6.3.1.  A continuación se   relacionan las pruebas documentales que obran en el expediente:    

6.3.2. Poder otorgado por Edgar Madrid   Riveros a Jeferson Vara Lara para interposición de acción de tutela. (F.13   cuaderno principal)    

6.3.3. Acta del Laudo Arbitral suscrito   el 26 de diciembre de 2012, por el Comité de Reclamos Club Miramar- Sindicato   Hocar. (F. 14 a 16 ibíd).    

6.3.3.   Poder otorgado por Edgar Madrid Riveros a Jeferson Vara Lara para interposición   presentar alegatos dentro del recurso de nulidad presentado contra el Laudo   Arbitral arriba mencionado. (F.17-18 ibíd)    

6.3.4   Sustentación del recurso de anulación interpuesto por el apoderado del Club   Miramar para presentar recurso de anulación de Laudo Arbitral. (F. 19 a 37 ibíd   )    

6.3.5     Poder conferido a Leonardo Antonio Arias Martínez por el representante   legal del Club Miramar para presentar recurso de anulación alegatos contra el   Laudo Arbitral proferido en primera instancia por el Comité de Reclamos   Miramar-Hocar. (F. 38 ibíd).    

6.3.6     Alegatos presentados el 26 de febrero de 2013, por el apoderado del   accionante contra el Laudo Arbitral proferido en primera instancia por el Comité   de Reclamos Miramar-Hocar. (F. 40 a 43 ibíd).    

6.3.7     Copia de la sentencia del 14 de marzo de 2013, proferida por el Tribunal   Superior del Distrito Judicial de Bucaramanga (F.  44 a 64 Ibíd.)    

6.3.8     Poder especial conferido a la Doctora Martha Patricia Quiñonez Gómez, por   el Representante Legal del Hotel Miramar, para actuar en nombre y representación   del Club Miramar en los términos del Art. 70 del Código de Procedimiento Civil.   (F. 16 ibíd).    

6.3.9     Contestación de la acción de tutela realizada por el apoderado del Club   Miramar (F.s18 a 22 del cuaderno).    

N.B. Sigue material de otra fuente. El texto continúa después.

PR #294, opened 2022-09-19
UUID for Temp Table

### LINKED ISSUE #293: get_columns_in_relation() returns wrong columns for Temp Relations with the same relation identifier (table) as other schemas
```
2022-09-15 17:57:11.594602 (Thread-4): On model.mart.DataMart__AzureAD__USERS: 
      SELECT
          column_name,
          data_type,
          character_maximum_length,
          numeric_precision,
          numeric_scale
      FROM
          (select
              ordinal_position,
              column_name,
              data_type,
              character_maximum_length,
              numeric_precision,
              numeric_scale
          from [DataMart].INFORMATION_SCHEMA.COLUMNS
          where table_name = '#USERS__dbt_tmp'
            and table_schema = 'AzureAD'
          UNION ALL
          select
              ordinal_position,
              column_name collate database_default,
              data_type collate database_default,
              character_maximum_length,
              numeric_precision,
              numeric_scale
          from tempdb.INFORMATION_SCHEMA.COLUMNS
          where table_name like '#USERS__dbt_tmp%') cols
      order by ordinal_position
```
      
This sql comes from https://github.com/dbt-msft/dbt-sqlserver/blob/master/dbt/include/sqlserver/macros/adapters/columns.sql#L27
    
My issue is that I have a schema `AzrueAD` with a table `Users` and another Schema with a table `Users` so I get columns from the wrong table in the relation.

visch:
Closes #293

### DIFF
--- a/dbt/include/sqlserver/macros/adapters/relation.sql
+++ b/dbt/include/sqlserver/macros/adapters/relation.sql
@@ -1,5 +1,6 @@
 {% macro sqlserver__make_temp_relation(base_relation, suffix) %}
-    {% set tmp_identifier = '#' ~  base_relation.identifier ~ suffix %}
+    {% set uuid = run_query("SELECT REPLACE(NEWID(), '-','_') ")[0].values()[0] %}
+    {% set tmp_identifier = '#' ~  base_relation.identifier ~ uuid ~ suffix %}
     {% set tmp_relation = base_relation.incorporate(
                                 path={"identifier": tmp_identifier}) -%}
 


visch:
Not sure if you all want to do this or not, but it did fix my pretty niche issue.

dbt/include/sqlserver/macros/adapters/relation.sql
```diff
@@ -1,5 +1,6 @@
 {% macro sqlserver__make_temp_relation(base_relation, suffix) %}
-    {% set tmp_identifier = '#' ~  base_relation.identifier ~ suffix %}
+    {% set uuid = run_query("SELECT REPLACE(NEWID(), '-','_') ")[0].values()[0] %}
```
sdebruyn, line 2: I'd prefer to generate this ID in Jinja instead of in SQL

sdebruyn (changes requested):

dbt/include/sqlserver/macros/adapters/relation.sql
visch: https://gist.github.com/hijonathan/5db3d8ec64e267d06c32 if someone wants to take a stab at it, if I have time I"ll come back to this

SportsTribution: How about
{%- set uuid = local_md5(base_relation.schema) -%}
?

sdebruyn:
I don't think we need this anymore as #368 should fix this issue and is more consistent with what is expected in SQL Server

PR #356, opened 2023-05-12
bugfix: Install a correct version of `dbt-core` that is compatible with the library

### LINKED ISSUE #348: setup.py includes the wrong requirement for dbt-core
As of `dbt-sqlserver` v1.3.1, `setup.py` includes the following lines:

> install_requires=[
>      "dbt-core>=1.3.0"
> ],

This means that when installing `dbt-sqlserver` using any package manager the wrong version of `dbt-core` will always be installed. This currently leads to incompability issues since `dbt-core` is at v1.5.0 but only v1.3.0 is supported. Users should expect to see the following errors when using `dbt debug` and `dbt run`:

> module 'dbt.exceptions' has no attribute 'DatabaseException'

To fix, `setup.py` should be changed to:

> install_requires=[
>      "dbt-core==1.3.0"
> ],

l-j:
This is a bugfix 1.3.2 release, it resolves #348.

As we already have an ongoing v1.4 release on master, this PR requires a v1.3 branch to be created from the v.1.3.1 tag, which I do not think I can do myself. @dataders @sdebruyn can you help with this?

### DIFF
--- a/CHANGELOG.md
+++ b/CHANGELOG.md
@@ -1,5 +1,12 @@
 # Changelog
 
+### v1.3.2
+
+#### Fixes
+
+* Install a correct version of `dbt-core` that is compatible with the library 
+
+
 ### v1.3.0
 
 #### Features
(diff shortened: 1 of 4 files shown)


dataders:
I just made a branch, `v1.3.latest`, based of of the v1.3.1 release tag. Can you open your changes against that branch?

PR #357, opened 2023-05-12
Install a correct version of `dbt-core` that is compatible with the library

l-j:


l-j:
Duplicates https://github.com/dbt-msft/dbt-sqlserver/pull/357

PR #368, opened 2023-05-14
Fix concurrency issues and document create as

sdebruyn:
- should fix all the concurrency issues we currently experience (deadlocks)
- stick a bit closer to the upstream/core macros where possible

### DIFF
--- a/dbt/include/sqlserver/macros/adapters/columns.sql
+++ b/dbt/include/sqlserver/macros/adapters/columns.sql
@@ -1,39 +1,19 @@
 {% macro sqlserver__get_columns_in_relation(relation) -%}
   {% call statement('get_columns_in_relation', fetch_result=True) %}
 
-    with
-        regular_db_cols as (
-            select
-                ordinal_position,
-                column_name,
-                data_type,
-                character_maximum_length,
-                numeric_precision,
-                numeric_scale
-            from [{{ relation.database }}].INFORMATION_SCHEMA.COLUMNS
-            where table_name = '{{ relation.identifier }}'
-              and table_schema = '{{ relation.schema }}'
-        ),
-
-        temp_db_cols as (
-            select
-                ordinal_position,
-                column_name collate database_default as column_name,
-                data_type collate database_default as data_type,
-                character_maximum_length,
-                numeric_precision,
-                numeric_scale
-            from tempdb.INFORMATION_SCHEMA.COLUMNS
-            where table_name like '{{ relation.identifier }}%'
-        ),
-
-        all_cols as (
-            select *
-            from regular_db_cols
-            union
-            select *
-            from temp_db_cols
-        )
+    with mapping as (
+        select
+            row_number() over (partition by object_name(c.object_id) order by c.column_id) as ordinal_position,
+            c.name collate database_default as column_name,
+            t.name as data_type,
+            c.max_length as character_maximum_length,
+            c.precision as numeric_precision,
+            c.scale as numeric_scale
+        from [{{ 'tempdb' if '#' in relation.identifier else relation.database }}].sys.columns c
+        inner join sys.types t
+        on c.user_type_id = t.user_type_id
+        where c.object_id = object_id('{{ 'tempdb..' ~ relation.include(database=false, schema=false) if '#' in relation.identifier else relation }}')
+    )
 
     select
         column_name,
@@ -41,8 +21,7 @@
         character_maximum_length,
         numeric_precision,
         numeric_scale
-    from
-        all_cols
+    from mapping
     order by ordinal_position
 
   {% endcall %}
--- a/dbt/include/sqlserver/macros/materializations/models/table/create_table_as.sql
+++ b/dbt/include/sqlserver/macros/materializations/models/table/create_table_as.sql
@@ -1,26 +1,43 @@
 {% macro sqlserver__create_table_as(temporary, relation, sql) -%}
+   {#- TODO: add contracts here when in dbt 1.5 -#}
+   {%- set sql_header = config.get('sql_header', none) -%}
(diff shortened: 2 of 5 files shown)


dbt/include/sqlserver/macros/adapters/columns.sql
```diff
@@ -1,48 +1,27 @@
...
+            c.name collate database_default as column_name,
+            t.name as data_type,
+            c.max_length as character_maximum_length,
+            c.precision as numeric_precision,
+            c.scale as numeric_scale
+        from [{{ 'tempdb' if '#' in relation.identifier else relation.database }}].sys.columns c
+        inner join sys.types t
+        on c.user_type_id = t.user_type_id
+        where c.object_id = object_id('{{ 'tempdb..' ~ relation.include(database=false, schema=false) if '#' in relation.identifier else relation }}')
+    )
```
dataders, line 16: can you help me understand what this does differently than before

dbt/include/sqlserver/macros/materializations/models/table/create_table_as.sql
```diff
@@ -1,26 +1,35 @@
 {% macro sqlserver__create_table_as(temporary, relation, sql) -%}
+   {#- TODO: add contracts here when in dbt 1.5 -#}
+   {%- set sql_header = config.get('sql_header', none) -%}
    {%- set as_columnstore = config.get('as_columnstore', default=true) -%}
-   {% set tmp_relation = relation.incorporate(
-   path={"identifier": relation.identifier.replace("#", "") ~ '_temp_view'},
-   type='view')-%}
    {%- set temp_view_sql = sql.replace("'", "''") -%}
+   {%- set tmp_relation = relation.incorporate(
```
dataders, line 6: if we're using temp tables correctly, shouldn't this be the below?
when is `.replace("#", "")` necessary?
also 
```suggestion
 {% set tmp_relation = make_temp_relation(relation,'_temp_view')
```

dbt/include/sqlserver/macros/materializations/models/table/create_table_as.sql
```diff
@@ -1,26 +1,35 @@
...
     {{ temp_view_sql }}
     ');
 
-   SELECT * INTO {{ relation }} FROM
-    {{ tmp_relation }}
+   -- select into the table and create it that way
+   {# TempDB schema is ignored, always goes to dbo #}
+   SELECT *
+   INTO {{ relation.include(database=False, schema=(not temporary))  }}
+   FROM {{ tmp_relation }}
```
dataders, line 25: the mechanics of this are also interesting to me. is the order of operations around this
1. create `tmp_relation` which is a view
2. (this step) materialized this data into `dbo` schema
3. rename the resulting table into the correct database and schema?

dbt/include/sqlserver/macros/adapters/columns.sql
sdebruyn: When you create a temp table, SQL Server will actually name it `#yourname_____...____somerandomvalue`
When you reference the temp table by its regular name (`#yourname`), you can find it and use it as normal. In this case, the previous version looked for the temp table using information_schema (ansi/cross-db version of sys.*) but it looked for all matches with `LIKE "#yourname%`. In a single-user/single-session scenario, you'd only get a single result. But if multiple users are working on the same database (with shared tempdb) and use temp tables with the same name (as temp tables don't have a schema), you'd get multiple matches. This is why sometimes our test failed when multiple instances were running at the same time, the result was not reliable.
This only reliable way to get all columns in *just your* temp table, without including the ones from other users is by referencing it in a normal way and let SQL Server do its magic to find back the one with the name suffix. In our case this means that you have to ref it using an object_id which is always unique. But you can't use object_id with information_schema, so I had to revert to sys.columns and sys.types to get the same information.

dbt/include/sqlserver/macros/materializations/models/table/create_table_as.sql
sdebruyn: The operations here are there because SQL Server doesn't have CTAS (which Synapse does, so to be overridden there again). The closest thing in SQL Server is SELECT ... INTO target FROM source. But the source in the FROM clause there, cannot be a subquery. So this first creates a temporary view to serve as the FROM source as the view is the only thing which can just take the SQL as-is. The temporary view is dropped again at the end.

dbt/include/sqlserver/macros/materializations/models/table/create_table_as.sql
sdebruyn: This is doing it the other way around. create_table_as is called to create temporary tables when working with snapshots and incremental models. In that case the `temporary` argument is set to `true`. In Postgres, this just means you have to add the keyword `temporary` in your CREATE TABLE syntax, but in SQL Server we have to prefix with `#`. This happens in `sqlserver__make_temp_relation` in relation.sql. In that case we will receive a relation identifier here which already has the `#` prefix. But for our temp view (see other comment below), we cannot have the `#` prefix in there. So that's removed here so that we can continue with business as usual.

dbt/include/sqlserver/macros/adapters/columns.sql
sdebruyn: 1. Seems a bit faster when running multiple tests concurrently.
2. My assumption is that the override is no longer needed.

dbt/include/sqlserver/macros/materializations/models/table/create_table_as.sql
sdebruyn: The database=False is because we use USE [database] right above. The schema=(not temporary) is because tempdb only has dbo and will still use dbo if you put something else. So it would be confusing if you'd dive into the logs and then find out that the schema you've used doesn't exist (guess who had to do this).

PR #370, opened 2023-05-15
remove azure max parallel test runs

sdebruyn:


sdebruyn:
To be merged after https://github.com/dbt-msft/dbt-sqlserver/pull/369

6.4 Sentencia de Primera   Instancia    

La Corte Suprema de Justicia –   Sala de Casación Laboral-, Magistrado Ponente Jorge Mauricio Burgos, mediante   sentencia del 15 de abril de 2013, niega el amparo con fundamento en un   pronunciamiento del 10 de abril de 2013 de esa Corporación, en el que se   resolvió un caso similar al estudiado, que tuvo sustento convencional y legal.    Allí se dijo que:  “El Tribunal accionado, luego de citar un precedente   horizontal sobre el tema, “le asiste razón al recurrente en lo que atañe al   reparo que formula en punto a la irregularidad en la aportación de la fuente   formal del derecho que sirve de sustento a la reclamación del trabajador, esto   es, de la Convención Colectiva de Trabajo, de cara a la cual en realidad de   verdad, se vislumbra la carencia de la nota de depósito conforme a lo dispuesto   en el  artículo 469 C.S.T. Ciertamente el peticionario únicamente se limitó   a traer las fotocopias de los textos de las convenciones suscritos (…) a los   cuales no puede atribuírsele ningún efecto probatorio habida consideración que   no contienen la constancia de haber sido depositada oportunamente ante la   autoridad administrativa del ramo. Luego, contrariamente a lo decido por el   Comité de Reclamos, es indudable que éste erró al proceder a analizar las   súplicas contenidas en el escrito petitorio, sin reparar en que no se había   probado idóneamente la existencia del derecho convencional deprecado”   también señaló que “el laudo censurado debería ser objeto de anulación   integra dado que no se ajusta a la preceptiva normativa que lo regula y así se   declarará”.    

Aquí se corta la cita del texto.